Whilst many women experience some pain or discomfort during their period particularly in the early years, no-one should be experiencing pain that lasts for more than 2-3 days, that affects your everyday activities or that cannot be controlled by normal over-the-counter pain medication. Painful periods, particularly if accompanied by other symptoms may need additional treatment. Early diagnosis has been shown to improve health outcomes for many conditions. Many women have learned about periods from their mothers, sisters or aunts, but as some conditions (e.g. endometriosis) have a genetic factor, then symptoms can become normalised. Our "It's OK to talk. Period." campaign aims to encourage women and teenagers to break a taboo and talk about their periods. 

How can I help raise awareness?

 Our "It's OK to talk.
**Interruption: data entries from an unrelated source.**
PR #1437, opened 2021-08-14
[Merged by Bors] - Add post-release test

### LINKED ISSUE #1433: Add Post-release test
The upgrade test uses the `--develop` flag for upgrading, so that the development cluster uses a development docker image.

The gap is we don't quite test that the development CLI will successfully deploy a cluster of the same version until the upgrade test is run again.

https://github.com/infinyon/fluvio/issues/1415#issuecomment-898002407

Post-release, we should test that
* [x] Starting a brand new cluster works
* [x] Upgrade works from the previous stable to the current stable.

tjtelan:
Run workflow after Release
Check the installer
Start a local and k8s cluster
Do a basic upgrade from prev version

Resolves #1433

### DIFF
--- a/.github/workflows/post-release.yml
+++ b/.github/workflows/post-release.yml
@@ -1,0 +1,126 @@
+name: Post-Release
+
+permissions:
+  contents: read
+
+on:
+
+  workflow_run:
+    workflows: ["Release"]
+    types:
+      - completed
+  workflow_dispatch:
+    inputs:
+      alt_version:
+        required: false
+        description: Provide expected semver. If empty VERSION in repo will be used
+        default: ''
+
+env:
+  USE_VERSION: ${{ github.event.inputs.alt_version }}
+
+jobs:
+  installer_check:
+    name: Installer check
+    strategy:
+      matrix:
+        version: [none, stable, semver]
+    steps:
+      - uses: actions/checkout@v2
+      - name: Set the expected fluvio version
+        run: |
+          if [[ -z "${{ env.USE_VERSION }}" ]]; then
+            echo "EXPECTED_VERSION=$(cat VERSION)" | tee -a $GITHUB_ENV
+          else
+            echo "EXPECTED_VERSION=${{ github.event.inputs.alt_version }}" | tee -a $GITHUB_ENV
+          fi
+          echo "EXPECTED_VERSION: $EXPECTED_VERSION"
+
+      - name: Curl Install - no version
+        if: matrix.version == 'none'
+        run: curl -fsS https://packages.fluvio.io/v1/install.sh | bash | tee /tmp/installer.version
+      - name: Curl Install - stable 
+        if: matrix.version == 'stable'
+        run: curl -fsS https://packages.fluvio.io/v1/install.sh | VERSION=stable bash | tee /tmp/installer.version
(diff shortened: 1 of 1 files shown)


.github/workflows/post-release.yml
```diff
@@ -0,0 +1,126 @@
...
+          echo "EXPECTED_VERSION: $EXPECTED_VERSION"
+
+      - name: Curl Install - no version
+        if: matrix.version == 'none'
+        run: curl -fsS https://packages.fluvio.io/v1/install.sh | bash | tee /tmp/installer.version
+      - name: Curl Install - stable 
+        if: matrix.version == 'stable'
+        run: curl -fsS https://packages.fluvio.io/v1/install.sh | VERSION=stable bash | tee /tmp/installer.version
+      - name: Curl Install - Version number
+        if: matrix.version == 'semver'
```
sehz, line 46: all 3 steps seems to be same.  only diff is version which can be done in a separate step so action can be written as:
```
curl -fsS https://packages.fluvio.io/v1/install.sh | ${ env.FLUVIO_VERSION}  | tee /tmp/installer.version
```

where `FLUVIO_VERSIOn` can be computed in previous step

.github/workflows/post-release.yml
```diff
@@ -0,0 +1,126 @@
...
+    env:
+      FLV_SOCKET_WAIT: 600
+    steps:
+      - uses: nolar/setup-k3d-k3s@v1
+        if: matrix.cluster_type == 'k8s'
+      - name: Install Fluvio
+        run: curl -fsS https://packages.fluvio.io/v1/install.sh | bash
+      - name: Start local cluster
+        if: matrix.cluster_type == 'local'
+        run: ~/.fluvio/bin/fluvio cluster start --local
```
sehz, line 78: similar to above just compute `--local` using cluster type

sehz (changes requested):

.github/workflows/post-release.yml
tjtelan: I don't think I quite understand the goal you have in mind.

This matrix test is meant to validate the installer script installs the most recent release w/r/t the value of the `VERSION` env var, which is mainly how the installer script selects the version number to download. There are 3 cases I've identified.

The env var is:
* unset
  * The basic one-liner on the Fluvio site doesn't set this var
* set to `stable`
  * This is a release channel to test
* A specific version, e.g `x.y.z`
  * In our release process, this should be defined by the `VERSION` file. (But this is configurable in the action, for testing in between releases)

sehz: My comment is about removing redundant expression: `curl -fsS https://packages.fluvio.io/v1/install.sh | xxx}  | tee /tmp/installer.version` for all 3 cases

.github/workflows/post-release.yml
tjtelan: I don't quite understand the feedback. What am I supposed to compute?

The purpose of this matrix test is to verify the default behavior for starting a cluster, and the two modes (local, or k8) have different CLI commands (the `--local` flag), so I put them in different arms.

This test is one of the main motivators for #1433

sehz (approved):
LGTM. Nice job

PR #1442, opened 2021-08-17
[Merged by Bors] - Do not resolve absolute offsets to negative

### LINKED ISSUE #1210: Update relative offset resolution to be saturating
Right now, using relative offsets `Offset::from_beginning(X)` or `Offset::from_end(X)` when fetching from a partition have undesirable behavior when X is greater than the number of records in that partition. When this happens, a stream request will just hang. Instead, I think that the relative offset resolution should be _saturating_, meaning that:

If `n` is the size of the partition, then

- When we fetch using `Offset::from_end(X)` and `X > n`, then the fetch should resolve to absolute offset `0`
- When we fetch using `Offset::from_beginning(X)` and `X > n`, then the fetch should resolve to absolute offset `X-1`

The end result of this is that no call to `fetch` should ever cause the client to hang.

Related: https://github.com/infinyon/fluvio/issues/1007

nicholastmosher:
Closes #1210

### DIFF
--- a/src/client/src/offset.rs
+++ b/src/client/src/offset.rs
@@ -283,15 +283,23 @@ impl Offset {
             OffsetInner::FromBeginning(offset) => {
                 let replica = ReplicaKey::new(topic, partition);
                 let offsets = fetch_offsets(client, &replica).await?;
-                offsets.start_offset + offset
+                let resolved = offsets.start_offset + offset;
+
+                // Resolved offset should be between 0 and the last offset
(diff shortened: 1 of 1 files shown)


sehz (changes requested):
need unit test

nicholastmosher:
Good suggestion, I found a new bug I would have introduced if not for writing the tests 😅

sehz (approved):
Nice work!

PR #1443, opened 2021-08-17
[Merged by Bors] - Add --tail for reading from the end of a log

### LINKED ISSUE #1216: Add `fluvio consume --tail=X` to consume starting X from the end of a stream
Right now, to consume records starting X from the end of a stream, we use `fluvio consume <topic> --offset="-X"`. We think it would be more ergonomic to switch this up so that:

- `--offset` always takes a positive number, counting from the beginning of the stream, and
- `--tail`, a new command, takes a positive number and counts from the end of the stream

nicholastmosher:
Closes #1216

### DIFF
--- a/src/cli/src/consume/mod.rs
+++ b/src/cli/src/consume/mod.rs
@@ -6,7 +6,6 @@
 
 use std::{io::Error as IoError, path::PathBuf};
 use std::io::ErrorKind;
-use std::convert::TryFrom;
 use tracing::{debug, trace, instrument};
 use structopt::StructOpt;
 use structopt::clap::arg_enum;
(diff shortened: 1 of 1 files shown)


src/cli/src/consume/mod.rs
```diff
@@ -51,9 +48,17 @@ pub struct ConsumeOpt {
     #[structopt(short, long)]
     pub key_value: bool,
 
-    /// Offsets can be positive or negative. (Syntax for negative offset: --offset="-1")
-    #[structopt(short, long, value_name = "integer")]
-    pub offset: Option<i64>,
+    /// Consume records starting X from the beginning of the log (default: 0)
+    #[structopt(short = "B", value_name = "integer", conflicts_with_all = &["offset", "tail"])]
+    pub from_beginning: Option<Option<u32>>,
```
sehz, line 53: why is this option of option?

nicholastmosher: There are three states:

- `fluvio consume <topic>` (no `--from-beginning`): consume from the end (corresponds to `None`)
- `fluvio consume <topic> --from-beginning`: consume from the very beginning (corresponds to `Some(None)`)
- `fluvio consume <topic> --from-beginning=10`: consume starting 10 after the beginning (`Some(Some(offset))`)

nicholastmosher: Same pattern goes for `--tail`

sehz (approved):

PR #1456, opened 2021-08-18
[Merged by Bors] - Defer stream initialization in consumer

### LINKED ISSUE #986: `PartitionConsumer::stream` should not block while there are no records

morenol:
Fixes #986


sehz (approved):
LGTM

PR #1463, opened 2021-08-19
[Merged by Bors] - Update CHANGELOG with items from 0.9.3

nicholastmosher:
Seems like we've been forgetting to update the CHANGELOG in our PR's. We might want to create a pull request template to remind us to do things like changelog and crate version bumps.

### DIFF
--- a/CHANGELOG.md
+++ b/CHANGELOG.md
@@ -1,7 +1,12 @@
 # Release Notes
 
 ## Platform Version 0.9.3 - UNRELEASED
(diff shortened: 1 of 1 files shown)


sehz (approved):

morenol:
Maybe we can add a check like this to the CI: https://github.com/rusty-celery/rusty-celery/blob/41efda696132bff7451b191d185a48129ca1b2e3/.github/workflows/ci.yml#L19

Issue #1450, opened 2021-08-18
Release checklist: `0.9.3`


nicholastmosher:
## Pre-release

Prior to releasing, the release manager should check the following:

Period." campaign poster is also available for download and sharing on social media to raise awarenss of our campaign. (These posters were designed pro-bono by long term endometriosis campaigner Kaye Sedgwick. Please do not alter the images in anyway once downloaded.)

 Our ‘Is it normal?’ leaflets can help to discuss these issues among young girls, teenagers and in school settings. These leaflets aim to make teenagers aware of what is ‘normal’ and what is not when they begin their menstrual cycle. These leaflets are also available for free download and distribution. 

 Most importantly of all, you can help raise awareness by simply talking. Just talking about what is normal can be helpful.

Find out more about how you can help during Endometriosis Awareness Week.

What's happening during Endometriosis Awareness Week?

We're getting people talking: Endometriosis UK is setting up a range of activities to encourage women to talk during Endometriosis Awareness Week 2014 - online, by telephone and face-to-face.

We'll be carrying out the following activities during Awareness Week:

 Drop-in support groups: We've arrange for special drop-in support sessions in various locations around the country for Endometriosis Awareness Week. You don't need to book or register, just simply turn up and have a chat with someone who understands what you're going through. Find out more.

 Helpline: We understand how important it can be to just have someone to talk to. During Awareness Week, our helpline will be open every day.

 Online Support Groups: Our Online Support Groups provide an opportunity for women who are unable to attend a group session to come together and talk about endometriosis. We will be holding a meeting on Monday 3rd March and Thursday 6th March.